DATA UNDER STUDY START

PR #51, opened 2023-08-31
add pending request cache to allow for resuming in-flight requests that take longer than a single issuance cycle

munnerz:
replaces #48 

Some issuers take a very long time to approve and issue a certificate request. Because the CSI drivers NodePublishVolume call has its own implicit timeout (1 minute) which cannot be changed easily, we would like to be able to 'resume' a request even if it has taken longer than 1 minute to complete.

As a concrete example, say an issuer *always* takes 90s to complete a request (for whatever reason). In these cases, the driver will wait 60s, the context will timeout, 30s later the request will be issued, but upon the NodePublishVolume call being retried we will continuously create a new request.

This is obviously not desirable, so persisting a reference to the `crypto.PrivateKey` in memory allows us to 'resume' the request if it is still usable.

This is different to #48 in that I've avoided modifying large parts of existing code-flows - instead, basically using a map as a cache to lookup an existing private key.

I've also added in an event handler that monitors 'delete' operations on CertificateRequest objects so we can handle the case where another entity deletes requests, so we don't keep persisting stale private keys in memory forever (aka a memory link)

This PR is still WIP, as I need to add a number of tests for it. To do that effectively, I need #46 to be merged so we can timeout the first `issue` call.

cc @7ing @irbekrm

### DIFF
--- a/manager/manager.go
+++ b/manager/manager.go
@@ -496,9 +496,9 @@ func certificateRequestCanBeResumed(req *cmapi.CertificateRequest) bool {
 func (m *Manager) handleRequest(ctx context.Context, volumeID string, meta metadata.Metadata, key crypto.PrivateKey, req *cmapi.CertificateRequest) error {
 	log := m.log.WithValues("volume_id", volumeID)
 
-	// Poll every 1s for the CertificateRequest to be ready
+	// Poll every 200ms for the CertificateRequest to be ready
 	lastFailureReason := ""
-	if err := wait.PollUntilWithContext(ctx, time.Second, func(ctx context.Context) (done bool, err error) {
+	if err := wait.PollUntilWithContext(ctx, time.Millisecond*200, func(ctx context.Context) (done bool, err error) {
 		updatedReq, err := m.lister.CertificateRequests(req.Namespace).Get(req.Name)
 		if apierrors.IsNotFound(err) {
 			// A NotFound error implies something deleted the resource - fail
--- a/manager/manager.go
+++ b/manager/manager.go
@@ -209,6 +209,7 @@ func NewManager(opts Options) (*Manager, error) {
 		reqs, err := lister.List(labels.Everything())
 		if err != nil {
 			janitorLogger.Error(err, "failed listing existing requests")
+			return
 		}
 
 		existsMap := make(map[types.UID]struct{})
--- a/manager/manager.go
+++ b/manager/manager.go
@@ -18,6 +18,7 @@ package manager
 
 import (
 	"context"
+	"crypto"
 	"crypto/x509"
 	"encoding/pem"
 	"errors"
@@ -40,6 +41,7 @@ import (
 	"k8s.io/apimachinery/pkg/types"
 	"k8s.io/apimachinery/pkg/util/uuid"
 	"k8s.io/apimachinery/pkg/util/wait"
+	"k8s.io/client-go/tools/cache"
 	"k8s.io/utils/clock"
 
 	internalapi "github.com/cert-manager/csi-lib/internal/api"
@@ -157,6 +159,9 @@ func NewManager(opts Options) (*Manager, error) {
 		return nil, fmt.Errorf("building node name label selector: %w", err)
 	}
 
+	// construct the requestToPrivateKeyMap so we can use event handlers below to manage it
+	var requestToPrivateKeyLock sync.Mutex
+	requestToPrivateKeyMap := make(map[types.UID]crypto.PrivateKey)
 	// Create an informer factory
 	informerFactory := cminformers.NewSharedInformerFactoryWithOptions(opts.Client, 0, cminformers.WithTweakListOptions(func(opts *metav1.ListOptions) {
 		opts.LabelSelector = labels.NewSelector().Add(*nodeNameReq).String()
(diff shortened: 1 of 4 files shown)


manager/manager.go
```diff
@@ -339,6 +426,65 @@ func (m *Manager) issue(ctx context.Context, volumeID string) error {
...
+		return nil, nil
+	}
+
+	// only consider the newest request - we will never resume an older request
+	req := reqs[0]
+	if !certificateRequestCanBeResumed(req) {
+		return nil, nil
+	}
+
+	// TODO: check if this request is still actually valid for the input metadata
```
munnerz, line 464: I've not done this just yet, as I don't think it's quite as important as we may think (as volumeAttributes on a pod are not mutable).

The only case where this could be problematic is if a drivers implementation of `generateRequest` is non-deterministic/can change between calls. To properly handle the wide-range of weird setups users may have, we may actually need to push this comparison function to the driver implementers interface...

manager/manager.go
```diff
@@ -311,10 +377,31 @@ func (m *Manager) issue(ctx context.Context, volumeID string) error {
 	}
 	log.V(2).Info("Read metadata", "metadata", meta)
 
+	// check if there is already a pending request in-flight for this volume.
+	// if there is, and we still have a copy of its private key in memory, we can resume the existing request and
+	// avoid creating additional CertificateRequest objects.
+	existingReq, err := m.findPendingRequest(meta)
```
munnerz, line 383: This needs adapting to not just return a *pending* request, but also to return a *completed* request if one exists (so that it can be passed to `handleRequest` and actually issued.

manager/manager.go
```diff
@@ -339,6 +426,65 @@ func (m *Manager) issue(ctx context.Context, volumeID string) error {
...
+	req := reqs[0]
+	if !certificateRequestCanBeResumed(req) {
+		return nil, nil
+	}
+
+	// TODO: check if this request is still actually valid for the input metadata
+	return req, nil
+}
+
+func certificateRequestCanBeResumed(req *cmapi.CertificateRequest) bool {
```
munnerz, line 468: todo: this is inverted 🤦

manager/manager.go
7ing: Consider check privateKey against CSR's public key here ?

munnerz: Given the internal cache is in memory, UIDs are guaranteed to be unique, and the CertificateRequest resource is immutable, I don't think it's actually essential for us to implement the privatekey<>public key check...

I think I am also going to leave this TODO for now, as it isn't really something we handle at all at the moment (and does raise questions around timing, e.g. what if the driver *is* random, when can we ever really stop?). I'd like us to expand on our expectations around how drivers implement generateRequest before over-complicating this code path :)

manager/manager.go
```diff
@@ -157,25 +159,85 @@ func NewManager(opts Options) (*Manager, error) {
...
+	// the request data from its cache.
+	// this routine must be careful to not delete entries from this map that have JUST been added to the map, but haven't
+	// been observed by the lister yet (else it may purge data we want to keep, causing a whole new request cycle).
+	// for now, to avoid this case, we only run the routine every 5 minutes. It would be better if we recorded the time we
+	// added the entry to the map instead, and only purged items from the map that are older that N duration (TBD).
+	janitorLogger := opts.Log.WithName("pending_request_janitor")
+	go wait.Until(func() {
+		reqs, err := lister.List(labels.Everything())
+		if err != nil {
+			janitorLogger.Error(err, "failed listing existing requests")
```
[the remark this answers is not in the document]
munnerz: fixed

manager/manager.go
```diff
@@ -157,25 +159,85 @@ func NewManager(opts Options) (*Manager, error) {
...
+	// create a stop channel that manages all sub goroutines
 	stopCh := make(chan struct{})
+	// begin a background routine which periodically checks to ensure all members of the pending request map actually
+	// have corresponding CertificateRequest objects in the apiserver.
+	// This avoids leaking memory if we don't observe a request being deleted, or we observe it after the lister has purged
+	// the request data from its cache.
+	// this routine must be careful to not delete entries from this map that have JUST been added to the map, but haven't
+	// been observed by the lister yet (else it may purge data we want to keep, causing a whole new request cycle).
+	// for now, to avoid this case, we only run the routine every 5 minutes. It would be better if we recorded the time we
+	// added the entry to the map instead, and only purged items from the map that are older that N duration (TBD).
```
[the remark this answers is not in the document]
munnerz: Yep with a resync period, we *will* definitely see the fact that the CR has been deleted. However, it's not guaranteed that the lister will still have a copy of the object stored - without the object, we can't convert the `namespace/name` to a known UID to look up in the requestToPrivateKeyMap.

Hence, if we don't have access to the UID once we have observed the delete, we won't be able to de-register/remove it from our own internal map.

manager/manager.go
```diff
@@ -259,6 +321,10 @@ type Manager struct {
 	// lister is used as a read-only cache of CertificateRequest resources
 	lister cmlisters.CertificateRequestLister
 
+	// A map that associates a CertificateRequest's UID with its private key.
+	requestToPrivateKeyLock *sync.Mutex
```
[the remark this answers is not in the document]
munnerz: We don't expect to have many concurrent readers so it seemed like a very negligible performance gain (and keeps things a _little_ simpler to use a regular mutex for future readers)

manager/manager.go
```diff
@@ -386,10 +544,12 @@ func (m *Manager) issue(ctx context.Context, volumeID string) error {
 
 		switch readyCondition.Reason {
 		case cmapi.CertificateRequestReasonIssued:
+			log.V(4).Info("CertificateRequest has been issued!")
 			break
 		case cmapi.CertificateRequestReasonFailed:
 			return false, fmt.Errorf("request %q has failed: %s", updatedReq.Name, readyCondition.Message)
```
7ing, line 550: Do we consider call `m.deletePendingRequestPrivateKey(req.UID)` when the `CertificateRequest` is in `Failed` condition ? It likely to fail again with the same private key. Create a new CR might help resolving the problem if it is due to key reuse issue.

manager/manager.go
```diff
@@ -339,11 +428,78 @@ func (m *Manager) issue(ctx context.Context, volumeID string) error {
...
+		}
+	}
+	// if there is no Ready condition, the request is still pending processing
+	return true
+}
+
+func (m *Manager) handleRequest(ctx context.Context, volumeID string, meta metadata.Metadata, key crypto.PrivateKey, req *cmapi.CertificateRequest) error {
+	log := m.log.WithValues("volume_id", volumeID)
+
+	// Poll every 200ms for the CertificateRequest to be ready
```
7ing, line 496: Any reason to choose 200ms now? This looks like a typical round tripper time for remote data center query.

munnerz: I had reduced it here as this whole block only ever reads from a local in-memory cache anyway, and it reduced test flakes (as there were a few awkward timing issues where we had timeouts of 2s, but 1s sleeps in between each 'loop' here)

manager/manager.go
munnerz: We'll automatically use a new private key the next time anyway - if a request is failed, it is terminal so will never be returned again by `findPendingRequest` (i.e. it won't be re-used). This will in turn trigger a new CR to be created and new private key generated (or at least, a new call to generatePrivateKey).

The item will be deleted from the map once the CR is deleted, although yep perhaps a future optimisation could be to delete terminal failed items from the map a bit early just to save on memory.. but it shouldn't have any functional difference :)

7ing (approved):

manager/manager.go
```diff
@@ -421,37 +581,55 @@ func (m *Manager) issue(ctx context.Context, volumeID string) error {
...
+	if err != nil {
+		return err
+	}
+	if len(reqs) <= m.maxRequestsPerVolume {
+		return nil
+	}
+
 	// start at the end of the slice and work back to maxRequestsPerVolume
-	for i := len(reqs) - 1; i >= m.maxRequestsPerVolume-1; i-- {
+	for i := len(reqs) - 1; i > m.maxRequestsPerVolume-1; i-- {
```
JoshVanL, line 632: Why has this been changed? It is because we can now recover the private key between syncs?

test/integration/resume_request_test.go
```diff
@@ -0,0 +1,183 @@
...
+	}
+}
+
+func TestResumesExistingRequest_IssuedBetweenPublishCalls(t *testing.T) {
+	testResumesExistingRequest(t, true)
+}
+
+func TestResumesExistingRequest_IssuedDuringPublishCall(t *testing.T) {
+	testResumesExistingRequest(t, false)
+}
```
JoshVanL, line 163: Consider using a type bool enum or passing an options struct so that it is clearer to the reader what `true` and `false` is doing here.

test/integration/resume_request_test.go
```diff
@@ -0,0 +1,183 @@
...
+			return store.WriteMetadata(meta.VolumeID, meta)
+		},
+	})
+	defer stop()
+
+	tmpDir, err := os.MkdirTemp("", "*")
+	if err != nil {
+		t.Fatal(err)
+	}
+	defer os.RemoveAll(tmpDir)
```
JoshVanL, line 75:
```suggestion
	tmpDir := t.TempDir()
```

test/integration/resume_request_test.go
```diff
@@ -0,0 +1,183 @@
...
+			store.WriteFiles(meta, map[string][]byte{
+				"ca":   ca,
+				"cert": chain,
+			})
+			nextIssuanceTime := clock.Now().Add(time.Hour)
+			meta.NextIssuanceTime = &nextIssuanceTime
+			return store.WriteMetadata(meta.VolumeID, meta)
+		},
+	})
+	defer stop()
```
JoshVanL, line 69:
```suggestion
	t.Cleanup(stop)
```

test/integration/resume_request_test.go
```diff
@@ -0,0 +1,183 @@
...
+			"csi.storage.k8s.io/pod.name":      "the-pod-name",
+			"csi.storage.k8s.io/pod.namespace": ns,
+		},
+		TargetPath: tmpDir,
+		Readonly:   true,
+	}
+
+	// create a context that expires in 2s (enough time for at least a single call of `issue`)
+	twoSecondCtx, cancel := context.WithTimeout(ctx, time.Second*2)
+	defer cancel()
```
JoshVanL, line 94: Consider using `t.Cleanup` instead of `defer` for contexts too.
```suggestion
	t.Cleanup(cancel)
```

manager/manager.go
munnerz: yeah exactly - this function was previously doing some ✨ weird ✨ counting logic, which is now fixed (and you can see the behaviour change by taking a look at how the unit tests have changed too)

manager/manager.go
```diff
@@ -157,25 +159,86 @@ func NewManager(opts Options) (*Manager, error) {
...
+			return
+		}
+
+		existsMap := make(map[types.UID]struct{})
+		for _, req := range reqs {
+			existsMap[req.UID] = struct{}{}
+		}
+
+		requestToPrivateKeyLock.Lock()
+		defer requestToPrivateKeyLock.Unlock()
```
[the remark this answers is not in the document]
JoshVanL: This doesn't to be done ^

DATA UNDER STUDY END

WORK ITEM -> Output exactly the span of lines beginning at the first line of the records and ending at the line that holds "-496,9 +496,9 @@", inclusive, with no other text.

PROBLEM SOLUTION ->
PR #51, opened 2023-08-31
add pending request cache to allow for resuming in-flight requests that take longer than a single issuance cycle

munnerz:
replaces #48 

Some issuers take a very long time to approve and issue a certificate request. Because the CSI drivers NodePublishVolume call has its own implicit timeout (1 minute) which cannot be changed easily, we would like to be able to 'resume' a request even if it has taken longer than 1 minute to complete.

As a concrete example, say an issuer *always* takes 90s to complete a request (for whatever reason). In these cases, the driver will wait 60s, the context will timeout, 30s later the request will be issued, but upon the NodePublishVolume call being retried we will continuously create a new request.

This is obviously not desirable, so persisting a reference to the `crypto.PrivateKey` in memory allows us to 'resume' the request if it is still usable.

This is different to #48 in that I've avoided modifying large parts of existing code-flows - instead, basically using a map as a cache to lookup an existing private key.

I've also added in an event handler that monitors 'delete' operations on CertificateRequest objects so we can handle the case where another entity deletes requests, so we don't keep persisting stale private keys in memory forever (aka a memory link)

This PR is still WIP, as I need to add a number of tests for it. To do that effectively, I need #46 to be merged so we can timeout the first `issue` call.

cc @7ing @irbekrm

### DIFF
--- a/manager/manager.go
+++ b/manager/manager.go
@@ -496,9 +496,9 @@ func certificateRequestCanBeResumed(req *cmapi.CertificateRequest) bool {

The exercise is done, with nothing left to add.